_ACTIVITY_
Output the data below line for line, exactly, up to and including the line where "Increase of timeouts when using userId" appears.

=== DATA FOR ANALYSIS ===

PR #8774, opened 2022-08-03
bidWatch Analytics Adapter : limit bandwidth usage + refactory

matthieularere-msq:
## Type of change

- [ ] Feature
- [ ] Other

## Description of change

- Call endpoint creatives only when needed based on another previous call response. This should avoid useless calls to be done.
- Code was cleaned as per advices in PR #8710

### DIFF
--- a/modules/bidwatchAnalyticsAdapter.js
+++ b/modules/bidwatchAnalyticsAdapter.js
@@ -12,6 +12,7 @@ const {
     BID_WON,
     BID_RESPONSE,
     BID_REQUESTED,
+    BID_TIMEOUT,
   }
 } = CONSTANTS;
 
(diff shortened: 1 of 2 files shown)


matthieularere-msq:
Once approved, could this be merged to both 7.x and 6.x ? Thanks

ChrisHuie:
@matthieularere-msq this is actually probably the last weekish we are releasing to 6.x-legacy. If you really want it in both can you please submit this change to the 6 legacy branch and we should be able to get it in.

matthieularere-msq:
@ChrisHuie sure it makes sense. I just did it, thanks.

ChrisHuie (approved):

Issue #8770, opened 2022-08-02
Increase of timeouts when using userId modules, since 6.20.0


JulieLorin:
## Type of issue
This is a bug/regression

## Description
We have noticed that we have an increase of timeouts when using a userID module (like criteoIdSystem), since 6.20.0 
I think this is linked to : https://github.com/prebid/Prebid.js/pull/8201/files
It was working fine on 6.19.0
What we consider a timeout the event `CONSTANTS.EVENTS.BID_TIMEOUT`

## Steps to reproduce
The example is made with Criteo but it seems to be global for user ID module. We have the same issue with ID5 for example.
Building with userId + criteoIdSystem is fine, as long as we do not add criteo in pbjsconfig.userSync.userIds.
We go from 3-4% timeout rate to 10% just by enabling criteo user sync in config.userSync.userIds

user Sync settings :
```
userSync: {
  userIds: [{
    name: 'criteo',
    storage: {
      type: 'html5',
      name: 'criteoid',
      expires: 365
    }
  }],
  syncDelay: 1000
},
```

All browsers are affected
Environment with and without GDPR consent are affected
We have tried to upgrade to Prebid 7.8.0 to see if things gets better but it does not (no change). 
I also tried to set the auctionDelay to 1, but this didn't have any impact

patmmccann:
we noticed as well, our hope was https://github.com/prebid/Prebid.js/pull/8626/files#diff-381b65d4141bd216f9021175532d712ce87a9c4a55985c0cf1226f03421b6014 fixed

patmmccann:
@jlustig11 confirms Rubicon DM oberved as well

JulieLorin:
Thanks, it's good to confirm it's not just us. 

I also tried to twitch the auctionDelay parameter to check if it could improve performances (but it did not). 
Let me know if you need a second set of hands to test/check things, I am available to help with that if there's anything I can do.

dgirardi:
@JulieLorin (and also @patmmccann ), are you able to see if using cookies vs local storage makes any difference?

dgirardi:
I also realized that there might be multiple issues going on - 6.20.0 had [this bug](https://github.com/prebid/Prebid.js/pull/8362) which would conceivable explain the increase in timeout. That was fixed in 6.23.0. Is that also something you could try?

JulieLorin:
[...]

PR #8786, opened 2022-08-04
removed localstorage from  adqueryIdSystem module

adquery:
## Type of change
- [ x] Bugfix

## Description of change
We gave up on storing the id in localstorage because this caused duplicate qid

### DIFF
--- a/modules/adqueryIdSystem.js
+++ b/modules/adqueryIdSystem.js
@@ -50,10 +50,6 @@ export const adqueryIdSubmodule = {
    * @returns {{qid:Object}}
    */
   decode(value) {
-    let qid = storage.getDataFromLocalStorage('qid');
-    if (utils.isStr(qid)) {
-      return {qid: qid};
-    }
     return (value && typeof value['qid'] === 'string') ? { 'qid': value['qid'] } : undefined;
   },
   /**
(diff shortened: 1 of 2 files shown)


patmmccann:
@smenzer is there something apparent to you that might help this user?

dgirardi:
@adquery, is there a chance you can help me track down this issue - where are you seeing duplicate ids? Do you have a `setConfig` that would let me reproduce it? I think this might be related to https://github.com/prebid/Prebid.js/issues/8770 but I have so far been unable to reproduce.

smenzer:
> @smenzer is there something apparent to you that might help this user?

@patmmccann I'm not sure exactly...we've always just used the built-in storage functionality of the user id module and don't recall ever having any major issues with it.

adquery:
@dgirardi the error is not related to https://github.com/prebid/Prebid.js/issues/8770.The error is in our module adquerySystemId, because I had passed wrong parametrs and I had  saved inneceserily to  localstorage.The effect was like that: `%7B%22qid%22%3A%22%257B%2522qid%2522%253A%2522%25257B%252522qid%252522%25253A%252522%2525257B%25252522qid%25252522%2525253A%25252522ea253fb7bc1f563cbb2d%25252522%2525257D%252522%25257D%2522%257D%22%7D .After decoding it reveals that there was json with qid {qid: 3418b020e761debe963e}.So, it is not that error
`

mmoschovas:
Looks like this code removal broke unit tests within the userid spec file. These will need to be corrected before merging

PR #8788, opened 2022-08-04
UserID Module: continue the auction if userId init fails

dgirardi:
## Type of change

- [x] Bugfix

## Description of change

If the userId initialization logic fails, it silently stops the auction from running. In theory with #8401 errors from ID submodules should be handled gracefully, but I think it's better to continue the auction regardless (possibly without any IDs) if some other part of the logic throws.

### DIFF
--- a/modules/userId/index.js
+++ b/modules/userId/index.js
@@ -614,9 +614,9 @@ function getPPID() {
  * @param {Object} reqBidsConfigObj required; This is the same param that's used in pbjs.requestBids.
  * @param {function} fn required; The next function in the chain, used by hook.js
  */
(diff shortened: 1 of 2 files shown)


patmmccann:
@jlustig11 fyi, might be related to #8770

jlustig11:
Thanks Patrick. @dgirardi I agree with your fix here, certainly better to continue the auction. Is the userID failing logged somewhere 

Regardless @patmmccann thanks for the mention. When this is merged Magnite can help test that version of Prebid.

patmmccann:
@jlustig11 any help on the path to merge would be much appreciated

robertrmartinez (approved):
Agree, continuing auction is definitely the right choice.

patmmccann (approved):

PR #8870, opened 2022-08-19
BetweenBidAdapter: default value for the cur parameter

ignat-one:
## Type of change
- [x] Other

## Description of change
If the 'cur' parameter is not passed, the default setting is 'USD'.

- contact email of the adapter’s maintainer: khaylov@betweenx.com

### DIFF
--- a/modules/betweenBidAdapter.js
+++ b/modules/betweenBidAdapter.js
@@ -59,9 +59,9 @@ export const spec = {
       if (i.params.itu !== undefined) {
         params.itu = i.params.itu;
       }
-      if (i.params.cur !== undefined) {
-        params.cur = i.params.cur;
-      }
+
+      params.cur = i.params.cur || 'USD';
+
       if (i.params.subid !== undefined) {
         params.subid = i.params.subid;
       }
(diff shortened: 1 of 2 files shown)


modules/betweenBidAdapter.js
```diff
@@ -59,9 +59,9 @@ export const spec = {
       if (i.params.itu !== undefined) {
         params.itu = i.params.itu;
       }
-      if (i.params.cur !== undefined) {
-        params.cur = i.params.cur;
-      }
+
+      params.cur = i.params.cur || 'USD';
+
```
ChrisHuie, line 64: Did you want to remove the not undefined check for the currency parameter? Other params in this adapter are  still checking inside if blocks.

ignat-one: Hi, Chris. Thanks for your comment, yes you're right, I need the "cur" parameter to have a default value of "USD" if it was not defined and it should always be contained in the bid request.

ignat-one: @ChrisHuie, is everything ok? Do I need to fix something in the code?

ChrisHuie (approved):

bear-pond:
Docs PR: https://github.com/prebid/prebid.github.io/pull/3977

PR #8881, opened 2022-08-22
Permutive RTD Module: merge external submodule params

AntonioGargaro:
## Type of change

- [x] Bugfix
- [ ] Feature
- [ ] New bidder adapter   
- [ ] Build related changes
- [ ] CI related changes
- [ ] Other

## Description of change

Cohort activation within [Permutive's RTD module](https://docs.prebid.org/dev-docs/modules/permutiveRtdProvider.html#cohort-activation-with-permutive-rtd-module) is failing to be applied with [option 1](https://docs.prebid.org/dev-docs/modules/permutiveRtdProvider.html#option-1---automated), which let publishers set `acBidders` through Permutive's platform. We require this fix where the RTD module attempts to retrieve this config from LS or our Permutive SDK. This lets publishers modify their `Permutive <-> Prebid` integration without code changes.

We read from LS on initialisation in the event that the Permutive SDK has not initialised before the config is required. Every call to retrieve our config will attempt to interact with Permutive's prebid addon which will have this config available in memory, otherwise fallback to cache.

### Config Priority

  1. customModuleConfig <- set by publisher with pbjs.setConfig
  2. permutiveRtdConfig <- set by the publisher using the Permutive platform
  3. defaultConfig

The configuration module is deeply merged in reverse priority order. This means that the highest priority config (`customModuleConfig`) defined by `.setConfig` within Prebid will be merged last and overwrite other configurations.

## Other information

N/A

### DIFF
--- a/test/spec/modules/permutiveRtdProvider_spec.js
+++ b/test/spec/modules/permutiveRtdProvider_spec.js
@@ -5,9 +5,11 @@ import {
   initSegments,
   isAcEnabled,
   isPermutiveOnPage,
-  setBidderRtb
+  setBidderRtb,
+  getModuleConfig,
+  PERMUTIVE_SUBMODULE_CONFIG_KEY,
 } from 'modules/permutiveRtdProvider.js'
-import { deepAccess } from '../../../src/utils.js'
+import { deepAccess, deepSetValue, mergeDeep } from '../../../src/utils.js'
 import { config } from 'src/config.js'
 
 describe('permutiveRtdProvider', function () {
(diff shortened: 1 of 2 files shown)


test/spec/modules/permutiveRtdProvider_spec.js
```diff
@@ -29,6 +31,128 @@ describe('permutiveRtdProvider', function () {
...
+      // Read from Permutive
+      const permutiveRtdConfig = { acBidders: ['456'] }
+      const cleanupPermutive = setWindowPermutivePrebid(function () {
+        return permutiveRtdConfig
+      })
+
+      const customModuleConfig = { params: { acBidders: ['789'], maxSegs: 499 } }
+      const config = getModuleConfig(customModuleConfig)
+
+      const configMergedInPriorityOrder = mergeDeep(defaultConfig, liftToParams(cachedConfig), liftToParams(permutiveRtdConfig), customModuleConfig)
```
patmmccann, line 147: you want the configuration coming from window.permutive to override how the publisher configures the module in prebid?

patmmccann (commented):
j

test/spec/modules/permutiveRtdProvider_spec.js
AntonioGargaro: The name is misleading here, the configs are in reverse priority order as configs are merged left to right. So the priority is,

1. `customModuleConfig` <- set by publisher with `pbjs.setConfig`
2. `permutiveRtdConfig` <- set by config publisher configures inside Permutive.
3. `cacheConfig` <- Params stored in LS
4. `defaultConfig`

Therefore, anything set by the publisher will take priority over what is set within Permutive. I'll add some comments explaining this.

ChrisHuie:
@AntonioGargaro the integration tests don't appear to have ran on this pr. This is usually because the submitter is following a fork of prebid inside of CircleCI instead of the main Prebid project. You should be able to unfollow your fork in CircleCI and that should kick of testing.

AntonioGargaro:
@ChrisHuie Should be running now 👍

test/spec/modules/permutiveRtdProvider_spec.js
patmmccann: thanks!

patmmccann (approved):

PR #8893, opened 2022-08-24
Yieldlab Bid Adapter support floor module

nkloeber:
## Type of change
- [x] Feature

## Description of change
Yieldlab Bid Adapter support floor module in order to set dynamic floor prices

## Other information
1 approving review from a Yieldlab team member required

### DIFF
--- a/modules/yieldlabBidAdapter.js
+++ b/modules/yieldlabBidAdapter.js
@@ -1,9 +1,9 @@
-import {_each, deepAccess, isArray, isFn, isPlainObject, timestamp} from '../src/utils.js'
-import {registerBidder} from '../src/adapters/bidderFactory.js'
-import {find} from '../src/polyfill.js'
-import {BANNER, NATIVE, VIDEO} from '../src/mediaTypes.js'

===

_YOUR SOLUTION_
PR #8774, opened 2022-08-03
bidWatch Analytics Adapter : limit bandwidth usage + refactory

matthieularere-msq:
## Type of change

- [ ] Feature
- [ ] Other

## Description of change

- Call endpoint creatives only when needed based on another previous call response. This should avoid useless calls to be done.
- Code was cleaned as per advices in PR #8710

### DIFF
--- a/modules/bidwatchAnalyticsAdapter.js
+++ b/modules/bidwatchAnalyticsAdapter.js
@@ -12,6 +12,7 @@ const {
     BID_WON,
     BID_RESPONSE,
     BID_REQUESTED,
+    BID_TIMEOUT,
   }
 } = CONSTANTS;
 
(diff shortened: 1 of 2 files shown)


matthieularere-msq:
Once approved, could this be merged to both 7.x and 6.x ? Thanks

ChrisHuie:
@matthieularere-msq this is actually probably the last weekish we are releasing to 6.x-legacy. If you really want it in both can you please submit this change to the 6 legacy branch and we should be able to get it in.

matthieularere-msq:
@ChrisHuie sure it makes sense. I just did it, thanks.

ChrisHuie (approved):

Issue #8770, opened 2022-08-02
Increase of timeouts when using userId modules, since 6.20.0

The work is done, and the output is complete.